The advent of the guaranteed student loan has caused a lot of foolish people to spend a lot of money they don’t have foolishly. We did what we did and lived like we lived because we had little other choice and we all did it so nobody felt deprived. We also did it because our parents did it after the war and felt very fortunate. I know I could not wait to go home to great cooking, a quiet place to sleep and no crowds of people when we got a break. And it was a break from a very intense lifestyle of work, learning and deadlines. Somehow, with all the 18 to 21 hour semesters I managed to graduate with an engineering degree and good enough grades to start work with Exxon.
My how things have changed in 40 years. Again.
The bottom picture is what I had and it was in the fancy dorm with A/C... in Texas. You don’t want to know what the old dorms looked like where a coat of paint was the only improvement since my mother attended. I had FUN and knew nearly everyone on campus. Our daughter insisted on living off campus in a shared apt that cost more than triple our house mortgage. Her rent dollars, not mine. Sadly, she never experienced “college life”.
They didn’t make little fridges or microwaves in my day. We were only allowed a popcorn maker. But Spaghetti-Os and boxed mac ‘n cheese could be cooked in the popcorn maker and wieners on the clothes iron. We made do with cold tap water for a glass of instant tea.

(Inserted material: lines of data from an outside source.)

Issue #145, opened 2018-02-12
[VT-124] vit [args] should be persistent


taskwarrior:
_David Patrick on 2015-08-13T20:58:39Z says:_ 

 vit can be launched with arguments, works great. For example;

vit rc.context=work

will launch vit with the work context active.

but the thing is, any subsequent action discards the original arguments, so by changing reports, I will lose the context setting.

I think it would be better if any arguments used in launching vit, remained persistent for that vit session, or until Ctrl L is used to refresh the screen. That way, a vit session could remain focused on whatever arguments were used to launch it.

taskwarrior:
Migrated metadata:
```
Created: 2015-08-13T20:58:39Z
Modified: 2015-08-15T19:56:05Z
```

taskwarrior:
_Scott Kostyshak on 2015-08-13T23:35:15Z says:_ 

 Good point. We'll have to think this through. One concern that comes to mind is that VIT would have to parse the command and figure out which part of the command is the filter and which part should remain persistent. I'm not sure this is easy, as Taskwarrior commands come in many ways.

taskwarrior:
_David Patrick on 2015-08-14T01:00:08Z says:_ 

 I think that if invoked with args, ALL of it should be presistent, filter, configs the works. Then any subsequent filter elements, while the app is running, should get added to those, but the original set remains until quit or ^L reload.

taskwarrior:
_Scott Kostyshak on 2015-08-14T05:32:50Z says:_ 

 But what happens when you change the filter? The other elements should stay right? But that is the problem -- it is hard to figure out what the other elements are by parsing the taskwarrior command. One way would be to ask Taskwarrior by help, e.g. by using --debug which shows what the filter is parsed as I think. I don't know if this should be done though.

taskwarrior:
_David Patrick on 2015-08-14T23:22:17Z says:_ 

 My thinking is that launching vit with arguments could (should?) mean "constrain this vit session to these variables", and that defines a BASE_FILTER set, which is used for that session. Any filters applied during the session (including those that might override) are applied on top of the base set.

This would allow a given vit instance to have a specified function. 

We've had this conversation before, and I still think it would be useful.

taskwarrior:
_Scott Kostyshak on 2015-08-15T01:18:22Z says:_ 

 Let's add some structure. Suppose I start VIT as:

vit test rc.abbreviation.minimum=4

Then I press 'f'.
[...]

Issue #136, opened 2018-02-12
[VT-115] Context support in vit


taskwarrior:
_David Patrick on 2015-02-25T04:25:28Z says:_ 

 Now that task has a function to filter by context (as of unreleased version 2.4.2) vit should have built-in support for the feature. 

For starters. a key-mapping " map @=:!wr task context" (in .vitrc) goes a long way, but tab-completion using the (new) _context helper-command, would be good.

taskwarrior:
Migrated metadata:
```
Created: 2015-02-25T04:25:28Z
Modified: 2015-07-28T21:39:26Z
```

taskwarrior:
_David Patrick on 2015-07-28T21:38:14Z says:_ 

 Related to context support; it's easy to change context with vit, but there's now visual feedback to indicate which, if any, context filter is in use.

Something like adding context (if any) to the title bar, would do it.

lenalebt:
I installed the latest development snapshot and do see the visual feedback in the title bar about the context I am in currently. However, the filters applied to the context do not seem to be used at all?

I have three contexts, and the applied filters do filter out all the other tasks. My main contexts are "work" and "home", and I'd like to keep them separate. Context switching and showing using taskwarrior CLI works as expected, but not in vit.

Am I missing something?

thehunmonkgroup:
VIT 2.x pulls data directly from the TaskWarrior database via the export command, and I expected that command to respect the set context, which it does not.

This means the needed fix will require manually parsing the context filters, storing them, and silently applying them to all commands, which may not be a simple fix. I'll see what I can do.

thehunmonkgroup:
The fix turned out to be fairly easy: https://github.com/scottkosty/vit/commit/fff7c1dff35746faeb0e6b2c29bcb1a93682c257

@lenalebt I'm going to wait a bit longer before rolling the next beta, but if you'd like to test this fix you should be able to install the latest code by uninstalling the previous beta version, then installing from the git 2.x branch:

```
pip uninstall vit
pip install git+https://github.com/scottkosty/vit.git@2.x
```

Let me know if that corrects the issue for you.

thehunmonkgroup:
I decided to finish this issue off and add a built in action for switching context, mapped to the 'c' key by default.

This opens the command bar, allowing you enter a context directly, and includes tab completion for all contexts and the 'none' keyword. The command respects the global 'wait' config setting.

[...]

PR #157, opened 2018-10-03
add option for default tags

thomasrebele:
I wanted to use taskwarrior also to organize tasks related to my job. I decided to put work-related and private tasks in one taskwarrior "session". My idea: use tags for hiding / showing the relevant tasks in vit.

scenario:
1. execute `vit --default-tags '+job'`
2. vit only shows tasks with tag `job`
3. add tasks. The new tasks will have the `job` tag


thomasrebele:
related issue: #145

scottkosty:
@thomasrebele thanks for your work on this! I don't have time to look at it now, but I made a note to look at it when I have time (this might not be for a while though).

noahfrederick:
@thomasrebele Maybe I'm misunderstanding the feature, but don't [Contexts](https://taskwarrior.org/docs/context.html) already cover (most of) your use case? E.g., `task context job && vit`.

Using contexts has advantages over this approach:

- Not exclusive to a specific UI such as vit
- More flexible (you can filter by tags, project, or any other criteria)

That being said, I'm looking forward to [better context support](https://github.com/scottkosty/vit/issues/136) in vit.

I realize that contexts don't really cover item 3 above, which is something I would find useful as well, but I'd much rather see it added upstream rather than to vit, and to be generalized to any properties, not just tags.

thomasrebele:
Indeed, the context feature is almost what I want. However, as @noahfrederick mentioned, it does not support setting tags automatically on newly created tasks. It would be nice to add such a feature to taskwarrior directly.

thomasrebele:
Revisiting this issue again: The taskwarrior hooks API allows to modify a task before adding it. This allows to set the tags based on the context. I implemented a script that analyzes the context definition and adds the tags.

You can find the script [here](https://github.com/thomasrebele/dotfiles/blob/master/config/terminal/taskwarrior.install/.task.dir/hooks.dir/on-add-set-context.symlink). Put it in the hooks dir (normally it's ~/.task/hooks), and use the context feature mentioned by @noahfrederick.

thehunmonkgroup:
@thomasrebele, looks like your hook script addresses the issue, so no need to reopen this, correct?

Also, I took a quick look at your script, you might change the line that finds the context to something more like:

```sh
task _show | grep "context=" | sed "s/context=//"
```

```task _show``` is nice in that it gives you much more machine readable output.

Also, rewriting JSON in Bash? That's bold ;) I think I would have gone with Python.

thomasrebele:
Thanks for the tip with `task _show`. I've changed my script accordingly.

I made the script work with sh (probably also POSIX compliant). That should make it future-proof ;)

The campus cafeteria was closed on the weekends so I’d have one 45 cent can of Spaghetti-Os on Saturday. For Sunday, I’d take $2 and walk down to the fried chicken place and buy a snack box (chicken thigh, fries and biscuit) which left enough change to stop by the gas station coke machine. Today’s kids would freak but we were happy.
It was $7/semester to not have a dorm mate. After having a doper slut (think T. Cullen Davis crowd hookers) my first summer, a ding bat salutatorian who was on a free ride scholarship but cried over bf back home so left two weeks into the first fall semester and another ding bat who cooed like a dove 24/7 first spring semester, I gladly paid that ridiculously hilarious $7.